Extracting data from SQL into Parquet

Lately I've needed to extract some data from a SQL database (and others) and move it into Azure to be worked on using other tools. We're big users of Parquet which is available across a range of tools such as Azure SQL Data Warehouse, Azure Data Lake Analytics and of course, Spark.

The first couple of times I needed to do this were one-off tasks and so I took the more common route of exporting data in a different format (such as CSV) and then using tools like FastParquet in Python to write the data out to Parquet. But the last couple of times I've needed a more robust, easy to deploy solution, preferably written in C#, naturally this meant pulling in the Parquet .NET library. But what to do when you don't know the schema of the data you want to extract until you extract it?

Without wanting to write a lot of code to handle all of the variations I turned to C# reflection to inspect the schema of the data being read from SQL and then using that to create the DataSet schema. A little bit more effort needed to go in so that null values were correctly handled as specifying a data field as System.Int32 means that giving it a null value results in an error, so instead the field should be created as a Nullable<System.Int32> type.

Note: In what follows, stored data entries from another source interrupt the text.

PR #641, opened 2017-05-14
[WIP] generator: refactor implementation, part 1

hilary:
I did this PR in two parts. The first part (this one) separates out the Exercise model.

The second part (two different PRs) separates out the Repository model in two different ways. One PR creates a Repository which is instantiated with paths only. The second PR creates a Repository which is instantiated with paths and exercise.

### DIFF
--- a/lib/generator.rb
+++ b/lib/generator.rb
@@ -15,7 +15,7 @@ module Generator
   # Doesn't update the version information.
   class GenerateTests < ImplementationDelegator
     def call
-      create_tests_file
+      build_tests
     end
   end
 
@@ -24,7 +24,7 @@ module Generator
     def call
       update_tests_version
       update_example_solution
-      create_tests_file
+      build_tests
     end
   end
 end
--- a/lib/generator/files/generator_cases.rb
+++ b/lib/generator/files/generator_cases.rb
@@ -8,10 +8,6 @@ module Generator
           end.sort
         end
 
-        def class_name(exercise_name_or_slug)
-          filename(exercise_name_or_slug).split('_').map(&:capitalize).join
-        end
-
         def source_filepath(track_path, slug)
           path = meta_generator_path(track_path, slug)
           filename = filename(slug) + '.rb'
--- a/lib/generator/files/generator_cases.rb
+++ b/lib/generator/files/generator_cases.rb
@@ -3,7 +3,9 @@ module Generator
     module GeneratorCases
       class << self
         def available(track_path)
-          cases_filepaths(track_path).map { |filepath| slugify(filepath) }.sort
+          filepaths(track_path).map do |filepath|
+            %r{#{track_path}/exercises/([-a-z]+)/}.match(filepath)[1]
+          end.sort
         end
 
         def class_name(exercise_name_or_slug)
@@ -18,13 +20,8 @@ module Generator
 
         private
 
-        def cases_filepaths(track_path)
-          generator_glob = File.join(meta_generator_path(track_path, '*'), '*_case.rb')
-          Dir.glob(generator_glob, File::FNM_DOTMATCH)
-        end
-
-        def slugify(filepath)
-          File.basename(filepath, '_case.rb').tr('_', '-')
+        def filepaths(track_path)
+          Dir.glob(meta_generator_path(track_path, '*'))
         end
 
         def filename(exercise_name_or_slug)
--- a/lib/generator/template_values.rb
+++ b/lib/generator/template_values.rb
@@ -26,16 +26,12 @@ module Generator
         abbreviated_commit_hash: canonical_data.abbreviated_commit_hash,
         canonical_data_version: canonical_data.version,
         version: version,
-        exercise_name: slug_underscore,
+        exercise_name: exercise.name,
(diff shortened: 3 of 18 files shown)


test/generator/implementation_test.rb
```diff
@@ -12,11 +12,6 @@ def test_version
       assert_equal 1, subject.version
     end
 
-    def test_slug
-      subject = Implementation.new(paths: FixturePaths, slug: 'alpha')
-      assert_equal 'alpha', subject.slug
-    end
```
Insti: This is not a test of core ruby functionality, it is a test that Implementation responds to slug.

lib/generator/underscore.rb
```diff
@@ -4,6 +4,10 @@ module Underscore
       def underscore
         downcase.gsub(/[- ]/, '_').gsub(/[^\w?]/, '')
       end
+
+      def camel_case
+        underscore.split('_').map(&:capitalize).join
+      end
```
Insti: * I'm sceptical of any change that is an "add" as part of a 'refactor' commit.
* This change makes the class name `Underscore` inaccurate.

lib/generator/files/generator_cases.rb
```diff
@@ -3,7 +3,9 @@ module Files
     module GeneratorCases
       class << self
         def available(track_path)
-          cases_filepaths(track_path).map { |filepath| slugify(filepath) }.sort
```
Insti: I strongly disagree with this change. 

It is true that available does not need to know exactly how a test case is generated, and you could achieve this by abstracting out the availability criteria, but since that is all this class does that seems excessive.

> because that might go away or get changed. 

This is a case of YAGNI and we can worry about that when it happens.

See also: https://github.com/exercism/xruby/pull/646 which aims to give new generator implementers helpful advice.

test/generator/exercise_test.rb
```diff
@@ -0,0 +1,20 @@
...
+module Generator
+  class ExerciseTest < Minitest::Test
+    def test_slug
+      exercise = Exercise.new(slug: 'alpha')
+      assert_equal 'alpha', exercise.slug
+    end
+
+    def test_name
+      exercise = Exercise.new(slug: 'alpha-beta')
+      assert_equal 'alpha_beta', exercise.name
```
Insti: Yay for tests.
I'm not sure `name` is the right name for this property, but it is consistent with what we've been using.

test/generator/template_values_test.rb
```diff
@@ -71,30 +71,10 @@ def paths
       include TemplateValuesFactory
     end
 
-    class ClassBasedTestTemplateValuesFactory
+    class ClassBasedTestTemplateValuesFactory < TestTemplateValuesFactory
```
Insti: You like tests to be way more DRY than I do.
I'm not sure this is a good idea.
(But it's not wrong.)

test/generator/template_values_test.rb
```diff
@@ -71,17 +71,6 @@ def paths
       include TemplateValuesFactory
     end
 
-    class ClassBasedTestTemplateValuesFactory < TestTemplateValuesFactory
```
Insti: It goes away anyway. Yay.

test/generator/template_values_test.rb
```diff
@@ -8,36 +8,12 @@ def setup
       }
     end
 
-    def test_abbreviated_commit_hash
```
Insti: Again, not core ruby functionality.
That it is implemented using an attr_reader is irrelevant.

Request: omit this commit.

lib/generator/template_values.rb
```diff
@@ -15,8 +17,12 @@ def get_binding
       binding
     end
 
+    def exercise_name
+      exercise.name
+    end
+
     def exercise_name_camel
-      exercise_name.split('_').map(&:capitalize).join
+      exercise.name.camel_case
```
Insti: `slug` is the canonical value for problem identity.
This should be `exercise.slug.camel_case`
But either way it's a Demeter violation, so should be just `exercise.classname`

`exercise_name_camel` is a slightly misleading method name here given it's usage is to determine the test class name used in the template.

lib/generator/template_values.rb
```diff
@@ -3,20 +3,27 @@ module Generator
   class TemplateValues
```
Insti: The original intention of `TemplateValues` was that it it should be a dumb container and would only contain the template values available to the erb file. The `initialize` method provided one place where it was possible to see exactly all the properties that would be available to the erb. 

It is the responsibility of the `TemplateValuesFactory` to construct the necessary values.

If that is the goal, then there is probably a nicer way of implementing this but I'm not sure this commit is heading in that direction.

lib/generator.rb
```diff
@@ -15,7 +15,7 @@ def initialize(track:, metadata:)
   # Doesn't update the version information.
   class GenerateTests < ImplementationDelegator
     def call
-      create_tests_file
```
Insti: I like this 👍

Insti:
I've extracted the best parts from this PR in: #677 and will continue the refactoring from there.

PR #642, opened 2017-05-14
[WIP] generator: part 2 of refactor implementation model

hilary:
part 2 of exercism/xruby#641.

This version instantiates Repository with paths only.


Insti:
This is not really what I had in mind, I guess I just communicated my idea poorly.

I agree with you that this is not good.
Thanks for doing it though :heart:

PR #583, opened 2017-04-30
space-age: Add generator

ajwann:
## Why?

space-age exercise needs a generator

## What?

added generator for space-age

## How Has This Been Tested?

rake test:space-age
rubocop -D

## Types of changes

- [x] Bug fix (non-breaking change which fixes an issue)
- [ ] Enhancement (non-breaking change which adds functionality)
- [ ] Breaking change (fix or enhancement that would cause existing functionality to change)
- [ ] Gardening (code and/or documentation cleanup)

## References and Closures

references #396

## Checklist:

- [x] I have read the **CONTRIBUTING** document.
- [ ] My change relies on a pending issue/pull request
- [ ] My change requires a change to the documentation.
- [ ] I have updated the documentation accordingly.
- [ ] I have added tests to cover my changes.
- [x] All new and existing tests passed.

PR #646, opened 2017-05-15
Be more helpful when generator can not be found

### LINKED ISSUE #644: generator: more helpful error message when not found.
In #583 there was a problem with the generator not being found:

```
$ bin/generate space-age
A generator does not currently exist for space-age!
```

It would be nice if this error message gave some more information about where it expected to find the files it needs.

Insti:
Resolves #644 

In #583 there was a problem with the generator not being found:

```
$ bin/generate space-age
A generator does not currently exist for space-age!
```

This patch adds a bit more information to the error message about where the generator expected to find the file it needs.

```
A generator does not currently exist for space-age!
Expecting it to be at: <user_specific_path>/exercises/space-age/.meta/generator/space_age_case.rb
```

### DIFF
--- a/lib/generator/command_line/generator_optparser.rb
+++ b/lib/generator/command_line/generator_optparser.rb
@@ -83,9 +83,9 @@ module Generator
 
     def validate_cases
       return true if available_generators.include?(options[:slug])
-      error_message = "A generator does not currently exist for #{options[:slug]}!"
+      warning = "A generator does not currently exist for #{options[:slug]}!"
       expected_locations = "Expecting it to be at: #{Files::GeneratorCases.source_filepath(@paths.track, options[:slug])}"
-      $stderr.puts [error_message, expected_locations].join("\n")
+      $stderr.puts [warning, expected_locations].join("\n")
       false
     end
   end
--- a/lib/generator/command_line/generator_optparser.rb
+++ b/lib/generator/command_line/generator_optparser.rb
@@ -83,7 +83,9 @@ module Generator
 
     def validate_cases
       return true if available_generators.include?(options[:slug])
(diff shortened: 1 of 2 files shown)


lib/generator/command_line/generator_optparser.rb
```diff
@@ -83,7 +83,9 @@ def validate_exercise
 
     def validate_cases
       return true if available_generators.include?(options[:slug])
-      $stderr.puts "A generator does not currently exist for #{options[:slug]}!"
+      error_message = "A generator does not currently exist for #{options[:slug]}!"
+      expected_locations = "Expecting it to be at: #{Files::GeneratorCases.source_filepath(@paths.track, options[:slug])}"
+      $stderr.puts [error_message, expected_locations].join("\n")
```
kotp: This isn't raising so `error_message` should probably be simply `message`.

kotp:
Looks good to me, other than the variable name.  I looked for where it was raising, and couldn't find it, so it caused me some extra "investigation" to realize that it was not going to do that... the name leads me to search, without it, I know it is just a message with no further expectations, other than perhaps output somewhere.

lib/generator/command_line/generator_optparser.rb
```diff
@@ -83,7 +83,9 @@ def validate_exercise
 
     def validate_cases
       return true if available_generators.include?(options[:slug])
-      $stderr.puts "A generator does not currently exist for #{options[:slug]}!"
+      warning = "A generator does not currently exist for #{options[:slug]}!"
+      expected_location = "Expecting it to be at: #{Files::GeneratorCases.source_filepath(@paths.track, options[:slug])}"
```
kotp: Good catch

kotp:
Thanks @Insti

PR #647, opened 2017-05-15
Add missing skip in trinary_test

nathanbwright:
I noticed that the trinary test didn't automatically skip the book keeping test.

This pull request fixes that.


Insti:
Thanks @nathanbwright :heart:

PR #648, opened 2017-05-18
Separate canonical data methods from ExerciseCase

Insti:
> ExerciseCase should not be an OpenStruct and the canonical data should be kept separate from the methods of this class.

from Generator Improvements exercism/xruby#485.

Supersedes #640 (Closed) 
Depends on #650 (Closed/Merged)
Completes #622 (Closed) to a usable state.

PR #650, opened 2017-05-18
Hilary's ExerciseCase refactorings

Insti:
These refactorings are not directly relevant to separating the canonical data methods from ExerciseCase so I've separated them from the changes required for #648


Insti:
FYI:
I created a separate branch for these because I was trying to work out how to more elegantly build on PRs, and the answer seems to be branches. 
I've not updated anything else because I don't want to re-do the PRs I've already done.

PR #652, opened 2017-05-21
Test Fixnum#underscore

Insti:
https://github.com/exercism/xruby/pull/583 Added a refinement to `Fixnum` to convert integers into their underscored string representation.

 This PR adds a unit test to bring us back up to 100% test coverage.

### DIFF
--- a/test/generator/underscore_test.rb
+++ b/test/generator/underscore_test.rb
@@ -21,7 +21,7 @@ module Generator
     end
 
     def test_fixnum_underscore
-      assert_equal '1_000_000', 1_000_000.underscore
+      assert_equal '1_000_000', 1000000.underscore
     end
   end
 end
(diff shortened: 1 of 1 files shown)


test/generator/underscore_test.rb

Anyway, for the fun of it I created a demo app targeting .NET Core to show this in action, the code is available on Github as a Gist and is under an MIT license, so help yourselves. The code currently has a query which is pulling out data from a demo movies database I have set up (and used in my last post) locally and is spitting out around 76,000 movie records.

If you're on Windows and want to look at the Parquet file after you've written it to disk then check out the Apache Parquet Viewer available on the Microsoft Store.